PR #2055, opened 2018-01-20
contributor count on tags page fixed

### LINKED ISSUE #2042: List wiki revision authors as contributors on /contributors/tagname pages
---
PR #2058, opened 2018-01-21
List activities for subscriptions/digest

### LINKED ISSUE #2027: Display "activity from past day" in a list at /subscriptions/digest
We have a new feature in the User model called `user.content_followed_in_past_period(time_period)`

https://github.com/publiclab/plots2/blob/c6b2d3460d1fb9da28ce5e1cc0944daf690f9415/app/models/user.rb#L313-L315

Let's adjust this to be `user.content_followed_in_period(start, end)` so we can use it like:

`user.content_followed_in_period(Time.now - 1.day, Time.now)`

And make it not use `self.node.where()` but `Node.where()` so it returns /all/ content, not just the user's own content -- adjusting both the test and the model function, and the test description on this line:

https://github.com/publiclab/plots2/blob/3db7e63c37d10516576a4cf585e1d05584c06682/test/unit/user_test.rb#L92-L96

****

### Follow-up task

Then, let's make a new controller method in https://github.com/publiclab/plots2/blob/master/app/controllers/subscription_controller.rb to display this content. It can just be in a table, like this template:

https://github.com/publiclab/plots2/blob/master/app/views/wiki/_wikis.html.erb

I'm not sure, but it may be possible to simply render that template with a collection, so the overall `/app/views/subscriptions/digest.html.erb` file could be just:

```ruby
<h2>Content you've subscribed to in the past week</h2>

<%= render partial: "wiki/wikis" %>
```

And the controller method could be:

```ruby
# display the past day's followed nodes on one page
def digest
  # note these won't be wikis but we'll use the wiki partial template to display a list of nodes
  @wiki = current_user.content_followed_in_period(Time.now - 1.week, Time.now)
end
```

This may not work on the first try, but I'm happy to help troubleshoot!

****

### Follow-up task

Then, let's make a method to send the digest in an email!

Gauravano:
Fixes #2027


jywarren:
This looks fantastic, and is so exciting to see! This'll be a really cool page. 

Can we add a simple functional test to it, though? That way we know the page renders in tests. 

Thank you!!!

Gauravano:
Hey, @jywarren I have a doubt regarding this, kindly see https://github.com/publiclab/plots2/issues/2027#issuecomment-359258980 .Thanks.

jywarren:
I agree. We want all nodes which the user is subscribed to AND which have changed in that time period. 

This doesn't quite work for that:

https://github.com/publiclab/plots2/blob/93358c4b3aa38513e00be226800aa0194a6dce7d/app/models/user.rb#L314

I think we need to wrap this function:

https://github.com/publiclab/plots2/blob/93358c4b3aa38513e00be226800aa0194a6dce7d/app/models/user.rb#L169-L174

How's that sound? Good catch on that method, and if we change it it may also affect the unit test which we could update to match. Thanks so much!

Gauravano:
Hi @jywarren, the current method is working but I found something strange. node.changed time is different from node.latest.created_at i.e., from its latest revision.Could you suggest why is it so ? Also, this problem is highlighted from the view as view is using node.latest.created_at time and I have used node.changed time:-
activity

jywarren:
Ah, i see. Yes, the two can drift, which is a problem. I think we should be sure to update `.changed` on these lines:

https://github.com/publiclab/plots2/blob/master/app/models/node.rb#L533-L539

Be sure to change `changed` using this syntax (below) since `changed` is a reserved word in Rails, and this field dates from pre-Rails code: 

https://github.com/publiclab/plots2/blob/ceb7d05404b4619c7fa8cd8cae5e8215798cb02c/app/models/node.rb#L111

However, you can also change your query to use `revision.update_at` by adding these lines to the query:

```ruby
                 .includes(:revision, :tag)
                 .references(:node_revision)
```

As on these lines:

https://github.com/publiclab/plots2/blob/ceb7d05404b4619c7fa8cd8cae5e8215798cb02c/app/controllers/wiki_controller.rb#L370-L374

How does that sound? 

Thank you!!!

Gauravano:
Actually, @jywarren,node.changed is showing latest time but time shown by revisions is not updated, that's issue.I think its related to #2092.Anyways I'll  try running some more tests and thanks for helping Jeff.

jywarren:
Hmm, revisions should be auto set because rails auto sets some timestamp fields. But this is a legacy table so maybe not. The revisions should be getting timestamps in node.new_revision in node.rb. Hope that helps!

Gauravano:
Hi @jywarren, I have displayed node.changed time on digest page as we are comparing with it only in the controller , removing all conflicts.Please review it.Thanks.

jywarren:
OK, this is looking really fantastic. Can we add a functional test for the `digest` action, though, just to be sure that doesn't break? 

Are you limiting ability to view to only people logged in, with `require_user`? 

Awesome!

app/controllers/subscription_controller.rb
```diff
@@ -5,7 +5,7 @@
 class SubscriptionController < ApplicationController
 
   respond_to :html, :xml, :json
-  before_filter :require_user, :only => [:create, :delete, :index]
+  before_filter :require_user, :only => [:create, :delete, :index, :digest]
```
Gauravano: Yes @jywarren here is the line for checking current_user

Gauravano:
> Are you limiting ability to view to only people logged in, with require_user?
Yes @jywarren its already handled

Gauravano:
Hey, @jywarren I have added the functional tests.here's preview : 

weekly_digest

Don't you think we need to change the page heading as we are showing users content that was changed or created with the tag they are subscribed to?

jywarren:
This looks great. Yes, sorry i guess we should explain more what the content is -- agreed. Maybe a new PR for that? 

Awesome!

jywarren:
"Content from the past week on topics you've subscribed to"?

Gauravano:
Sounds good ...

* [What you should do]:
Give the number of lines in the records that contain the string "github", and nothing besides.

* [Response area]:
10